> Exercise goal
Pick every line out of the entries below that holds the string "Added", and report them.

*** Working data ***

PR #179, opened 2026-03-10
fix: enforce max file size validation for CSV uploads

dhruv1955:
## Problem
The backend advertised file size validation for uploads, but in practice it only checked the file extension. This allowed CSV files larger than the configured `max_upload_size_bytes` limit in `config.py` to be uploaded, which could negatively affect server performance and resource usage.

## Fix
Added proper file size validation in `validate_upload_file()` (`app/utils/security.py`).

Key changes:
- Converted the function to `async` to work with FastAPI's async file handling.
- Read the uploaded file content to determine its size.
- Reject files exceeding `max_upload_size_bytes` with a `400` error.
- Reset the file pointer with `await file.seek(0)` so the upload flow continues normally.
- Updated the call site in `projects.py` to `await validate_upload_file()`.

**Error returned**
```
File size exceeds the maximum allowed size of 10MB.
```

## Tests Added
- `test_file_under_size_limit` – verifies a small file is accepted.
- `test_file_at_size_limit` – verifies a file exactly at the 10MB limit is accepted.
- `test_file_over_size_limit` – verifies files over the limit return a `400` error.

## Validation
- `pytest tests/test_upload.py` → 7/7 passing  
- `pytest` → 81/82 passing (1 unrelated pre-existing failure)  
- `ruff check .` → passed  
- `ruff format --check .` → passed  

## Files Changed
- `dataloom-backend/app/utils/security.py`
- `dataloom-backend/app/api/endpoints/projects.py`
- `dataloom-backend/tests/test_upload.py`

## Notes
- Backend-only change  
- No schema or frontend changes required  
- The failing test (`test_add_column_without_name_returns_422`) already fails on `main` and is unrelated to this change

### DIFF
--- a/dataloom-backend/app/utils/security.py
+++ b/dataloom-backend/app/utils/security.py
@@ -21,37 +21,13 @@ def sanitize_filename(filename: str) -> str:
     Returns:
         A safe, unique filename string.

*** End of Working data ***

> Result below
Added proper file size validation in `validate_upload_file()` (`app/utils/security.py`).
## Tests Added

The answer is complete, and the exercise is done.